Need help with document--Russian Greek, something else?

A lady friend of mine has tasked me with helping her translate a document. Language unknown, meaning unknown. Looking for help in the translation. It’s here.

http://i447.photobucket.com/albums/qq191/Paco_Tilla/2015-12-05-0001_zpszpqpefdf.jpg

It’s in the Cyrillic alphabet, so is most likely Russian (but could be Bulgarian, Serbian, Ukrainian, or something else).

Can’t say if it’s Russian or not, but it’s definitely either in manuscript Cyrillic or a variant. You can see the handwritten version of Щ in the second word of the second row in the first column. That still doesn’t narrow it down completely, but it narrows it down to a Slavic language.

Some Slavic languages are written in Roman script. It generally depends on whether the country was historically Catholic (Poland, Croatia) or Orthodox (Serbia, Ukraine).

Moldovan, a Romance Language, switched back and forth, depending on who was running things (Cyrillic during it’s time in the USSR).

I understand that. I was saying only Slavic languages generally use Cyrillic, not ALL Slavic languages use Cyrillic.

Missed the edit window… Cyrillic is also used for some Turkic and Uralic languages spoken in Russia and parts of the former USSR.

And not all languages using Cyrillic are Slavic. :wink:

A minor nit pick since most Cyrillic users are also Slavic speakers. But not all…

Words 2 and 3 are Боже наш (bozhe nash), “our God,” in a Slavic language, so not Turkic or Uralic. In Russian, in my limited recall, Боже is only used as a vocative (a case Russian doesn’t normally have).
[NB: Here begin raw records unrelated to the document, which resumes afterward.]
PR #7635, opened 2021-07-26
Speeds up diagonal movement 

BraveMole:
## About The Pull Request

Speeds up diagonal movement, from a *2 delay to only *1.6 compared to cardinal movements.

## Why It's Good For The Game

Right now, moving in diagonal is stricly a "qol" thing, because you moving north then west is taking the SAME time than moving north-west. 

This means than in almost all cases, moving diagonally is a bad choice : 
- You don't chose which path you take, since you will cross two tiles, and a player will be incapable to predict which tiles he will cross
- You stay on the same spot twice as long, so you are far easier to shoot. As a xeno, moving diagonally while under fire is a death sentence

In all these cases, moving cardinally is either better or at least equal to moving diagonally ; there are no cases where moving diagonally is a good tactical choice

With this PR, we give the player a new tool to master movement ; yes, you still move slower while moving diagonally and stays on the same tile longer, but on the other hand it's the shortest path to your objectives. This raises the skill ceiling, and give more opportunity to the player

Overall, there will still be plenty of situations where moving diagonally is a bad choice, but some situations will be optimal for it.

This also makes movement overall more pleasant. 

This is higher than sqr(2), because this probably allow to still bumpslash moving mobs without too much trouble. 1.42 is probably too fast and too much of a balance change, 1.6 is more reasonnable, at least for a start

## Changelog
:cl:
balance: Diagonal move delay reduced from 2 to 1.6
/:cl:

### DIFF
--- a/code/__DEFINES/mobs.dm
+++ b/code/__DEFINES/mobs.dm
@@ -1,6 +1,9 @@
 //Some mob defines below
 #define AI_CAMERA_LUMINOSITY 6
 
+//Mob movement define
+#define DIAG_MOVEMENT_ADDED_DELAY 1.6
+
 
 //Pain or shock reduction for different reagents
 #define PAIN_REDUCTION_VERY_LIGHT -10 //alkysine
--- a/code/__DEFINES/mobs.dm
+++ b/code/__DEFINES/mobs.dm
@@ -2,7 +2,7 @@
 #define AI_CAMERA_LUMINOSITY 6
 
 //Mob movement define
-#define DIAG_MOVEMENT_ADDED_DELAY 1.6
+#define DIAG_MOVEMENT_ADDED_DELAY_MULTIPLIER 1.6
 
 
 //Pain or shock reduction for different reagents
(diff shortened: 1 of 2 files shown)


Losenis:
Oh right I had also forgotten to mention, bullet speed had never been made to abide by the "diagonal is twice as long because you're moving two tiles" shenanigans and nobody ever minded it.

TiviPlus:
Provide more justification in your PR body please and elaborate on why this is better than the sqrt(2) PR please

code/modules/mob/mob_movement.dm
```diff
@@ -141,7 +141,7 @@
 	. = ..()
 
 	if((direct & (direct - 1)) && mob.loc == n) //moved diagonally successfully
-		add_delay *= 2
+		add_delay *= 1.6
```
TiviPlus, line 144: THis is a magic number

code/__DEFINES/mobs.dm
```diff
@@ -1,6 +1,9 @@
 //Some mob defines below
 #define AI_CAMERA_LUMINOSITY 6
 
+//Mob movement define
+#define DIAG_MOVEMENT_ADDED_DELAY 1.6
```
TiviPlus, line 5: This isnt a delay its a multiplier

TiviPlus (approved):

PR #7642, opened 2021-07-27
Returns a missing camera from the alamo, so i do not have to stare at a dirty, fuzzy line of three blocks.

lbnesquik:
## About The Pull Request
Fix good, Bugs bad

image## 

Changelog
:cl:
fix: fixed a missing camera on the alamo
/:cl:


lbnesquik:
I tested it and it works. Not sure why the map diff crashed.

PR #7649, opened 2021-07-28
Changes rifle bucket 2 to a M412 and a HK-11 and new smg bucket

Pariah919:
## About The Pull Request
Swaps rifle bucket 2 from an uzi to a M412 and a HK-11.
SMG bucket with MP27 and MR25

## Why It's Good For The Game
Makes Rifle bucket 2 more unique, there's already a free m412 and it's barely different from the normal AR, and the HK-11 is a pretty odd sidegrade to the LMG effectively with it's stats overall. And is locked to the UGL.

The MP-27 could use some testing as I think it's pretty bad overall. And the MR-25 is a SMG sidegrade, fires slower and has more in the magazine.

## Changelog
:cl:
expansion: seasonal gun bucket expanded-rifle bucket 2 has a M412 and HK-11 rather than just an Uzi. And added a new bucket with an MR-25 and the MP-27
/:cl:

### DIFF
--- a/code/controllers/subsystem/persistence.dm
+++ b/code/controllers/subsystem/persistence.dm
@@ -32,6 +32,7 @@ SUBSYSTEM_DEF(persistence)
 		/datum/season_datum/weapons/guns/rifle_seasonal_two,
 		/datum/season_datum/weapons/guns/pistol_seasonal_three,
 		/datum/season_datum/weapons/guns/copsandrobbers_seasonal,
+		/datum/season_datum/weapons/guns/smg_seasonal,
 		)
 	)
 	///The saved list of custom outfits names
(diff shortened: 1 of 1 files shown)


code/controllers/subsystem/persistence.dm
```diff
@@ -223,3 +226,13 @@ SUBSYSTEM_DEF(persistence)
...
 
+/datum/season_datum/weapons/guns/smg_seasonal
+	name = "SMGs"
+	description = "Two different SMGs. A classic and a new guy."
+	item_list = list(
+		/obj/item/weapon/gun/smg/m25 = -1,
+		/obj/item/ammo_magazine/smg/m25 = -1,
+		/obj/item/weapon/gun/smg/mp7 = -1,
+		/obj/item/ammo_magazine/smg/mp7 = -1,
+		)
```
SplinterGP, line 237: why not put a uzi here

SplinterGP (changes requested):

code/controllers/subsystem/persistence.dm
Pariah919: uzi is already in cops and robbers as one of the choices so i didn't see the need to readd it to another smg list
i'd like the mp27 and mr25 tested a bit

TiviPlus (approved):

PR #7661, opened 2021-07-29
Removes AMR NVGs

Pariah919:
## About The Pull Request
Removes AMR NVG.
The price is unchanged, even though the 60->75 was the reason it got NVGs, I think it's worth 75 even without the NVG.

## Why It's Good For The Game
AMR does not need NVGs, the only restricting factor it has ever had is the fact you need to be in light range to even use it, it required support and teamplay to use effectively.
Giving it NVGs removes any team aspect you needed to play with the rifle, M42A spec had NVGs because it was a different time with a much faster TTK overall and marines really badly needed covering fire to stop ravager man with 50 damage from gigafragging them instantly, but now that doesn't exist, so it's fine for the AMR to require teamplay to work at max range.
Price is unchanged.

## Changelog
:cl:
balance: AMR no longer has an NVG scope.
/:cl:


InterroLouis:
How about no.

lbnesquik:
I'd rather increase the cost if it is that broken

TiviPlus:
Makes it useless

PR #7692, opened 2021-07-30
Adds a new rifle type to marines-Skirmish Rifle

Pariah919:
## About The Pull Request
Adds the T-21 Skirmish rifle, filling the void between a battle rifle and an assault rifle.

I can’t really read anything, though. At a slightly informed guess, I’d say “Slavic but not Russian.” I put the phrase твоята боля (tvoyata bolya) into Google Translate, because the first word is clearly (1) “your” and (2) not Russian, and it said Bulgarian. So, South Slavic anyway.

My guess is Bulgarian or closely-related South Slavic.

The bottom of the left-hand page has words like “Kingdom” “Power” and “Glory” and ends with Аминь “Amen”, so it looks like a prayer. Specifically, it’s reminiscent of the doxology of the Lord’s Prayer.

The third page (or first page? - the one that’s only half-filled with writing) is definitely the Lord’s Prayer as it begins Отче наш.

I think you’re correct. I found this page when I googled “Lord’s Prayer in Slavic” and the Bulgarian version (transliterated) seems dead on.

I thought there was more to it than the Lord’s Prayer. I was hoping that a member of the forum would actually be able to translate this paper.

It isn’t just the Lord’s Prayer, but I think the whole thing is religious. Here’s Google Translate on #4 on the right:

с перата си ще те покрива и подкрилата му ще имаш приде жище. Неговата истина е щит и всеоръжие.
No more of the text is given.